2. The Solution: The "Smart Filter" (Token Selection)

To fix this, the researchers taught the AI to be a smart filter. Instead of reading the whole book, the AI learns to skip the boring parts and only read the exciting chapters.

In AI language, they call these "tokens" (little chunks of the video). The new method, PO-GUISE+, decides which chunks of the video to keep and which to throw away.

3. The Secret Sauce: "Who, What, and Where"

Previous smart filters were okay, but they had a blind spot. They knew who was in the video (the driver's body pose) but they didn't know what the driver was touching.

PO-GUISE+ adds a third sense: Object Interaction.

Think of it like this:

  • Old AI: "I see a hand moving. Is it waving? Is it scratching? I'm not sure, so I'll keep watching the whole hand."
  • PO-GUISE+: "I see a hand moving, AND I see it holding a phone. Therefore, I only need to watch the hand and the phone. I can ignore the rest of the car!"

By knowing where the driver's body is (Pose) and what object they are touching (Object), the AI can instantly ignore 70% of the video. It throws away the empty seats, the windows, and the dashboard, focusing only on the driver and the thing they are holding.

4. The Result: Fast, Cheap, and Accurate

Because PO-GUISE+ throws away so much unnecessary data, it becomes incredibly fast and efficient.

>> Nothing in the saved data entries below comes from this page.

PR #974, opened 2023-02-15
Fix missing CK driver nightly failure

giuseros:
CK is still under heavy development and might happen that CK doesn't get build. We already disabled the driver, but we also need to disable later stages of the performance pipeline to ensure that problems in CK don't affect benchmark report generation

### DIFF
--- a/mlir/utils/jenkins/Jenkinsfile
+++ b/mlir/utils/jenkins/Jenkinsfile
@@ -58,10 +58,19 @@ void getAndBuildMIGraphX(String cmakeOpts) {
     buildMIGraphX(cmakeOpts)
 }
 
+CKBuilt = false
 void getAndBuildCK(String cmakeOpts) {
     git branch: params.CKBranch, poll: false,\
         url: 'https://github.com/ROCmSoftwarePlatform/composable_kernel.git'
     buildCK(cmakeOpts)
+}
+
+String getGEMMBenchmarkDrivers(){
+    if (CKBuilt == true){
+        return "rocblas-benchmark-driver ck-benchmark-driver"
+    } else {
+        return "rocblas-benchmark-driver"
+    }
 }
 
 void buildMIOpenWithMLIR() {
@@ -815,7 +824,7 @@ pipeline {
                         steps {
                             sh 'rm -rf composable_kernel'
                             dir('composable_kernel') {
-                                catchError (buildResult: null) {
+                                try {
                                     getAndBuildCK('''
                                         -DGPU_TARGETS="gfx1030;gfx908;gfx90a"
                                         -DCMAKE_CXX_FLAGS="-O3"
@@ -824,6 +833,10 @@ pipeline {
                                         -DCMAKE_BUILD_TYPE=Release
                                         ''')
                                     sh 'cd build/library; make install; cp ../composable_kernelConfig*.cmake ${WORKSPACE}/composable_kernel/build/CKInstallDir/lib/cmake/composable_kernel'
+                                    CKBuilt = true
+                                } catch (err) {
+                                    currentBuild.result = null
+                                    CKBuilt = false
                                 }
                             }
                         }
@@ -833,7 +846,7 @@ pipeline {
                             // Clean up build settings to disable static library and allow
                             // ROCm testing
                             sh 'rm build/CMakeCache.txt'
-                            buildProject('check-rocmlir-build-only ci-performance-scripts rocblas-benchmark-driver',
+                            buildProject("check-rocmlir-build-only ci-performance-scripts ${getGEMMBenchmarkDrivers()}",
                                          '''-DCMAKE_PREFIX_PATH=${WORKSPACE}/composable_kernel/build/CKInstallDir
                                             -DCMAKE_CXX_COMPILER=/opt/rocm/llvm/bin/clang++
                                             -DCMAKE_C_COMPILER=/opt/rocm/llvm/bin/clang''')
@@ -848,7 +861,7 @@ pipeline {
                                 sh """python3 ./bin/perfRunner.py --op=gemm --batch_all \
 					--configs_file=${WORKSPACE}/mlir/utils/performance/bert-configs \
 					--tuning_db=${WORKSPACE}/mlir_tuning_${CHIP}.tsv"""
-                            catchError (buildResult: null) { // Might error if the CK driver has not been built
+                            if (CKBuilt == true) {
                                     sh """python3 ./bin/perfRunner.py --op=gemm --batch_all \
                         --configs_file=${WORKSPACE}/mlir/utils/performance/bert-configs \
                         --tuning_db=${WORKSPACE}/mlir_tuning_${CHIP}.tsv --external-gemm-library CK"""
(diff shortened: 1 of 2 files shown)


jungpark-mlir (approved):
LGTM

giuseros:
Hi @jungpark-mlir , I came up with another idea. We can set a flag to signal if CK has been built and then conditionally build the `ck-benchmark-driver` and (still conditionally) run all the performance scripts. In this way, whenever we get a functioning upstream CK the driver will get built and performance will get compared. What do you think?

jungpark-mlir:
> Hi @jungpark-mlir , I came up with another idea. We can set a flag to signal if CK has been built and then conditionally build the `ck-benchmark-driver` and (still conditionally) run all the performance scripts. In this way, whenever we get a functioning upstream CK the driver will get built and performance will get compared. What do you think?

Yeah, that sounds nice.

mlir/utils/jenkins/Jenkinsfile
```diff
@@ -848,9 +863,13 @@ pipeline {
                                 sh """python3 ./bin/perfRunner.py --op=gemm --batch_all \
 					--configs_file=${WORKSPACE}/mlir/utils/performance/bert-configs \
 					--tuning_db=${WORKSPACE}/mlir_tuning_${CHIP}.tsv"""
-                                sh """python3 ./bin/perfRunner.py --op=gemm --batch_all \
-                    --configs_file=${WORKSPACE}/mlir/utils/performance/bert-configs \
-                    --tuning_db=${WORKSPACE}/mlir_tuning_${CHIP}.tsv --external-gemm-library CK"""
+                            script{
+                                if (CKBuilt == true) {
```
manupak: This does not fit well with the stage description : "Test MLIR vs MIOpen", either we have to change the stage name or move this to a different stage such as Test MLIR vs CK.

nit : in that way, we could even use when clause to guard the stage as well..

mlir/utils/jenkins/Jenkinsfile
```diff
@@ -833,7 +848,7 @@ pipeline {
                             // Clean up build settings to disable static library and allow
                             // ROCm testing
                             sh 'rm build/CMakeCache.txt'
-                            buildProject('check-rocmlir-build-only ci-performance-scripts rocblas-benchmark-driver',
+                            buildProject("check-rocmlir-build-only ci-performance-scripts ${getGEMMBenchmarkDrivers()}",
```
manupak: Out of curiosity, does copying the script requires that CK needs to be built ? (assuming all this does is copy the script apart from building ? )

mlir/utils/jenkins/Jenkinsfile
```diff
@@ -815,15 +824,21 @@ pipeline {
...
+                                script{
+                                    try {
+                                        getAndBuildCK('''
+                                            -DGPU_TARGETS="gfx1030;gfx908;gfx90a"
+                                            -DCMAKE_CXX_FLAGS="-O3"
+                                            -DCMAKE_PREFIX_PATH="/opt/rocm"
+                                            -DCMAKE_INSTALL_PREFIX=${WORKSPACE}/composable_kernel/build/CKInstallDir
+                                            -DCMAKE_BUILD_TYPE=Release
+                                            ''')
+                                        sh 'cd build/library; make install; cp ../composable_kernelConfig*.cmake ${WORKSPACE}/composable_kernel/build/CKInstallDir/lib/cmake/composable_kernel'
```
manupak: Can we some how echo the commit here ? 

(Whilst I generally dont like ambiguous dependencies (i.e. CI not defining the commit to build), I felt the general consensus was to be able to check the latest -- thus, it would be great to know the commit of the last successful build)

manupak (commented):
It almost feels like we really want the CK build and test optionally -- i.e. "we'd like to know the numbers if it can build the latest one but if it cant, then we dont want it to interfere the job"

If thats the philosophy, I'd argue that we should make it a separate stage to build, test and measure rather than trickling down conditionals to various stages.

giuseros:
Yes, this is the philosophy: try to build CK and compare against it, don't fail if you can't. 

I guess the point is that there are a lot of things in common with the other perf stages. Build MLIR, build the driver (which shares the same set of utilities), copy the perf scripts and run are all common. The only difference is about what external library to build (and compare against). 

The most time consuming part is to build MLIR: if we think it's fine to build it twice, then it is just a matter of aesthetic, and we can move to a separate stage.

manupak:
> Yes, this is the philosophy: try to build CK and compare against it, don't fail if you can't.
> 
> I guess the point is that there are a lot of things in common with the other perf stages. Build MLIR, build the driver (which shares the same set of utilities), copy the perf scripts and run are all common. The only difference is about what external library to build (and compare against).
> 
> The most time consuming part is to build MLIR: if we think it's fine to build it twice, then it is just a matter of aesthetic, and we can move to a separate stage.

I didn't mean to rebuild MLIR and in fact I was asking the question can we install perf script regardless of the CK build -- because historically it just meant copying the script from utils/* to build/. Then we can move the CK build and measure to different _optional_ stage.

Something like : 

stage("Build MLIR") ...
< other stages that compares with MIOpen >
stage("Build and compare CK")

giuseros:
I followed your advice and the `Jenkinsfile` looks cleaner indeed ! Thanks @manupak !

mlir/utils/jenkins/Jenkinsfile
```diff
@@ -870,7 +879,6 @@ pipeline {
                                 sh 'ls -l'
                                 sh 'python3 ./bin/createPerformanceReports.py ${CHIP}'
                                 sh 'python3 ./bin/createGemmPerformanceReports.py ${CHIP}'
-                                sh 'python3 ./bin/createGemmPerformanceReports.py ${CHIP} CK'
```
krzysz00, line 873: Instead of this, can you go for `|| true` to let this fail silently?

manupak: Should it fail silently if CK was built ?

giuseros: I can, but it looks a bit like a bash hack. What's the drawback in having the CK stage to write its own report?

krzysz00: ... me not noticing that it's doing that x.x

manupak (approved):
LGTM!

A future note : once this is stable and going well. I think we should limit the catch error clause to omit the perfRunner.py as I believe it is completely within our control and any of our PRs should not break that.

giuseros:
I restarted the build and also fixed a +/- 1 bug I realised was there in the drivers.

mlir/utils/jenkins/Jenkinsfile
```diff
@@ -848,20 +840,37 @@ pipeline {
...
 					--configs_file=${WORKSPACE}/mlir/utils/performance/bert-configs \
 					--tuning_db=${WORKSPACE}/mlir_tuning_${CHIP}.tsv"""
-                                sh """python3 ./bin/perfRunner.py --op=gemm --batch_all \
-                    --configs_file=${WORKSPACE}/mlir/utils/performance/bert-configs \
-                    --tuning_db=${WORKSPACE}/mlir_tuning_${CHIP}.tsv --external-gemm-library CK"""
                             }
                         }
                     }
-                    stage("Copy earlier performance results") {
+                    stage("Test MLIR vs CK") {
```
jerryyin, line 848: I'd like a `when` clause with 

> equals expected: true, actual: params.checkCK;

This will help CK to be less disruptive in our CI: we can turn it off in jenkins build parameters as soon as it starts to block our CI.

giuseros: Yes, good idea!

  • The Car Computer Test: The researchers tested this on a Jetson, which is a tiny, low-power computer board used in robots and cars.
  • The Speed: The old, heavy AI was too slow to run smoothly. PO-GUISE+ runs at 33 to 57 frames per second. That means it can watch the driver in real-time without lagging, just like a human eye.
  • The Accuracy: Even though it ignores most of the video, it is actually better at spotting distractions than the heavy models. It's like a sniper who only needs one clear shot to hit the target, rather than a machine gunner spraying bullets everywhere.

5. Why This Matters

Driver distraction is a leading cause of car accidents. We need systems that can watch drivers 24/7 to warn them or take control if they fall asleep or get distracted.

  • Before: We had smart systems that were too expensive and power-hungry to put in every car.
  • Now: PO-GUISE+ is like a lightweight, super-efficient detective that fits in a small box, runs on a car battery, and is smarter than the old giants.

Summary Analogy

Imagine you are trying to find a specific person in a crowded stadium.

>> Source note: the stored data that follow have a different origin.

PR #977, opened 2023-02-17
LLVM subtree update

jungpark-mlir:


krzysz00 (commented):
Ok, since I'm doing this by running a `git diff` on the command line, these notes will not be conveniently attached to line numbers
- The various changes to `NoMemoryEffects` could/should be the broader `Pure` trait instead, since things like transform aren't just "not affecting memory". (`Pure` also means the operation can be speculated - which it can - and may gain other meanings in the future)
- Nit: `mlir/include/mlir/InitRocMLIRDialects.h` has a trailing space after `ArithDialect`
- Nice cleanup of the I64 array attributes in MIGraphXToTosa
- Your change to LogicalResult BufferLoadOp::verify() is correct but not the clearest. I'd test for the attribute itself being null (aka the default memory space), or that it is the gpu global memory. We don't, for example, want to let `#spirv.cross_function` through
- Over in BlockwiseGemmToThreadwise, `gpu::AddressSpaceAttr::get` can be spelled `b.getAttr<gpu::AddressSpaceAttr>(gpu::GPUDialect::getPrivateAddressSpace())` to avoid having to pull out the context
- (and same for other places)
- It looks like a bunch of `amdgpu.raw_buffer_load` and `amdgpu.raw_buffer_store` tests got affected by the changes to the printer not printing the default value of attributes anymore. On top of removing the `{boundsCheck = true}` that was no longer present in the `CHECK` lines, please 
  - Remove it from the test itself to minimize confusion
  - Add a test case where `boundsCheck = false` and make sure the attribute persists to all the relevant tests
 - In `mlir/tools/rocmlir-gen/rocmlir-gen.cpp`, change the `llvm::Optional` to `std::optional`
 - And in `mlir/lib/Conversion/TosaToRock/TosaToRock.cpp`
 - And so on - basically, `git diff develop mlir` and start looking for `Optional<` that didn't get removed
 - And now looking at the external diff: There might be some trivial reconciliation to do in terms of files that are present in our copy but not in upstream (LLVM docs, some clang tests, etc.) but that's a nit
 - Re the conversions we moved from TosaToLinalg to TosaToTensor, can yo make sure that the code in TosaToTensor matches what is currently (/at the time you took the merge commit) in TosaToLinalg
   - ... ok, yeah, that needs to happen, since, for instance, the current TosaToLinalg reshape stuff uses pattern benefits but the old code that we put in to TosaToTensor doesnt't
 - I'm broadly trusting the external changes
 - Please create a ticket to move to the new fold API
 
Ok, so, overall, thanks for slogging through all this. Here's my feedback. A lot of it is style.

sjw36:
Let's get this reviewed and passing and committed asap. Thanks

krzysz00:
@sjw36 I've reviewed, see above

jungpark-mlir:
Thanks @krzysz00 good points.

Mostly covered now.
- Two tickets opened for memory effect and new fold
- Optional gone except those in RockOps.td tablegen doesn't accept std::optional in some cases.
- buffer load/store tests are tested in AMDGPU dialect, which unfortunately doesn't include checking boundsCheck=false is preserved now. maybe another ticket if we really need to test it.

Yeah, TosaToLinalg and TosaToTensor is a problem, I'll have another look but also need a help from @sjw36

jungpark-mlir:
> * Your change to LogicalResult BufferLoadOp::verify() is correct but not the clearest. I'd test for the attribute itself being null (aka the default memory space), or that it is the gpu global memory. We don't, for example, want to let `#spirv.cross_function` through

@krzysz00 I'm not clear what do you mean how to change it
current logic 
``` 
if (memSpaceValueAttr != nullptr &&
      memSpaceValueAttr.getValue() != gpu::AddressSpace::Global)
    return emitOpError("Destination memref must live in global memory");
```

only allows when it's either `null` or `global`

external/llvm-project/mlir/lib/Conversion/TosaToTensor/TosaToTensor.cpp
```diff
@@ -256,9 +256,8 @@ class SliceOpConverter : public OpConversionPattern<tosa::SliceOp> {
                   ConversionPatternRewriter &rewriter) const final {
     Location loc = sliceOp.getLoc();
     Value input = adaptor.getInput();
-    SmallVector<int64_t> strides;
+    SmallVector<int64_t> strides sizes;
     auto starts = sliceOp.getStart();
-    auto sizes = sliceOp.getSize();
     strides.resize(sliceOp.getType().template cast<ShapedType>().getRank(), 1);
```
jerryyin: sizes used to get initialized before the for loop. This doesn't look like equivalent change before & after.

mlir/tools/xmir-runner/xmir-runner.cpp
```diff
@@ -50,7 +50,7 @@ namespace test {
 void registerTestDialect(DialectRegistry &);
 } // namespace test
 
-static LogicalResult runMLIRPasses(ModuleOp m) {
+static LogicalResult runMLIRPasses(Operation *m, JitRunnerOptions &options) {
```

  • The Old Way: You scan every single seat in the stadium, looking at every person's face, even if they are sitting in the wrong section. It takes hours.
  • PO-GUISE+: You are told, "The person is wearing a red hat and holding a blue umbrella." You immediately ignore everyone else and only look at the people with red hats and blue umbrellas. You find them instantly, with zero wasted effort.

This paper proves that by teaching AI to look at the right things (the driver and the object) and ignore the wrong things (the empty car interior), we can make life-saving safety technology affordable and fast enough for every car on the road.